[Dataset entries]
-.-.-

PR #130, opened 2015-05-15
Make SQLDatabaseQueue less susceptible to Race Conditions

rhyshort:
What:

Reduce the possible window for a task to be added to the SQLiteDatabaseQueue after shutdown has been called.

How:

Introduce a flag which enables SQLDatabase Queue to reject tasks, as soon as shutdown is called.
When the the queue can no longer accept jobs, RejectedExecutionException is thrown. During the shutdown method, will wait 2 seconds to allow other jobs to finish.

Things to look at:

I'm not sure of waiting two seconds is appropriate, but having the ExecutorService thread killed before the job is complete is a bit of a risk, any thoughts on this? 

BugzId: 47164

reviewer @tomblench 
reviewer @mikerhodes

### DIFF
--- a/sync-core/src/main/java/com/cloudant/sync/sqlite/SQLDatabaseQueue.java
+++ b/sync-core/src/main/java/com/cloudant/sync/sqlite/SQLDatabaseQueue.java
@@ -21,6 +21,8 @@ import java.util.concurrent.ExecutionException;
 import java.util.concurrent.ExecutorService;
 import java.util.concurrent.Executors;
 import java.util.concurrent.Future;
+import java.util.concurrent.RejectedExecutionException;
+import java.util.concurrent.TimeUnit;
 import java.util.logging.Level;
 import java.util.logging.Logger;
 
@@ -34,6 +36,7 @@ public class SQLDatabaseQueue {
     private final SQLDatabase db;
     private final ExecutorService queue = Executors.newSingleThreadExecutor();
     private final Logger logger = Logger.getLogger(SQLDatabase.class.getCanonicalName());
+    private volatile boolean acceptTasks = true;
 
     /**
      * Creates an SQLQueue for the database specified.
@@ -42,6 +45,8 @@ public class SQLDatabaseQueue {
      */
     public SQLDatabaseQueue(String filename) throws IOException {
         this.db = SQLDatabaseFactory.createSQLDatabase(filename);
+        //can directly add to queue no need to check
+        //if it is still running
         queue.submit(new Runnable() {
             @Override
             public void run() {
@@ -56,14 +61,13 @@ public class SQLDatabaseQueue {
      * @param version The version of the schema
      */
     public void updateSchema(final String[] schema, final int version){
-        queue.submit(new Callable<Object>() {
+        this.submit(new SQLQueueCallable<Object>() {
             @Override
-            public Object call() throws Exception {
-                SQLDatabaseFactory.updateSchema(db,schema,version);
+            public Object call(SQLDatabase db) throws Exception {
+                SQLDatabaseFactory.updateSchema(db, schema, version);
                 return null;
             }
         }); //fire and forget
-
     }
 
     /**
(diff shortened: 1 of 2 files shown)


sync-core/src/main/java/com/cloudant/sync/sqlite/SQLDatabaseQueue.java
```diff
@@ -128,6 +135,11 @@ public void run() {
             }
         });
         queue.shutdown();
+        try {
+            queue.awaitTermination(200, TimeUnit.SECONDS);
```
tomblench: This wait is for 200 seconds but your PR comments say 2 seconds.

sync-core/src/main/java/com/cloudant/sync/sqlite/SQLDatabaseQueue.java
```diff
@@ -42,6 +45,8 @@
      */
     public SQLDatabaseQueue(String filename) throws IOException {
         this.db = SQLDatabaseFactory.createSQLDatabase(filename);
+        //can directly add to queue no need to check
```
tomblench: No need to check what and why can we directly add?

sync-core/src/main/java/com/cloudant/sync/sqlite/SQLDatabaseQueue.java
mikerhodes: Why bother waiting here? I'm not sure what it add to it.

Really I think you want something which calls `shutdownNow()` once `db.close()` has been called. Can you call it from the task itself?

rhyshort: I guess we could call `shutdownNow()` in the task running on the queue,the tests pass with that behavior, at least on JavaSE.

sync-core/src/main/java/com/cloudant/sync/sqlite/SQLDatabaseQueue.java
rhyshort: the next line finishes the comment

mikerhodes: But still doesn't explain why there's no need to check, and it is ambiguous what the `it` refers to in the following line, the `queue` or the directly added thing (presumably the runnable?).

sync-core/src/main/java/com/cloudant/sync/sqlite/SQLDatabaseQueue.java
```diff
@@ -121,6 +126,8 @@ public Integer call() throws Exception {
      * tasks
      */
     public void shutdown() {
+        acceptTasks = false;
+        //pass straight to queue, tasks passed via submitTaskToQueue will now be blocked.
```
mikerhodes: Not blocked but rejected

mikerhodes:
I think the approach of using the flag to reject new tasks is sound.

What I don't understand is what behaviour you are trying to achieve in `shutdown`? Is it meant to be blocking? Are you aiming that the task shutdown puts on the queue is the final executed task?

rhyshort:
The main aim is shutdown puts the final task on the queue, which is the one which closes the database. Meaning no other task should hit the queue when it is put on. My idea behind waiting for shutdown to finish, is to make the DatabaseClosed event to be fired when the DB is actually closed, not that we've shutdown the DB queue. Does that make sense?

rhyshort:
Actually I realised the way I was doing it was silly. Instead of waiting on the queue to terminate, calling `get` on the future returned from submit, would have a similar effect. But it will be more explicit what is going on

mikerhodes:
Unless you make `acceptTasks` volatile, you don't get a guarantee that your task is last on the queue. However, I'd suggest avoiding doing that because the likelihood of problems arising from this is very small and the performance cost would be high. Therefore you don't offer a solid guarantee.

Await termination was probably the better way to do it, but with a timeout of something like five minutes rather than a very short one.

I _think_ this is right?

mikerhodes:
:+1:

tomblench:
+1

-.-.-

§ **Goal of the exercise**:
Scan the preceding records line by line, and state how many lines contain "SQLDatabaseFactory". Nothing else belongs in the answer.

§ **Exercise solution**:
4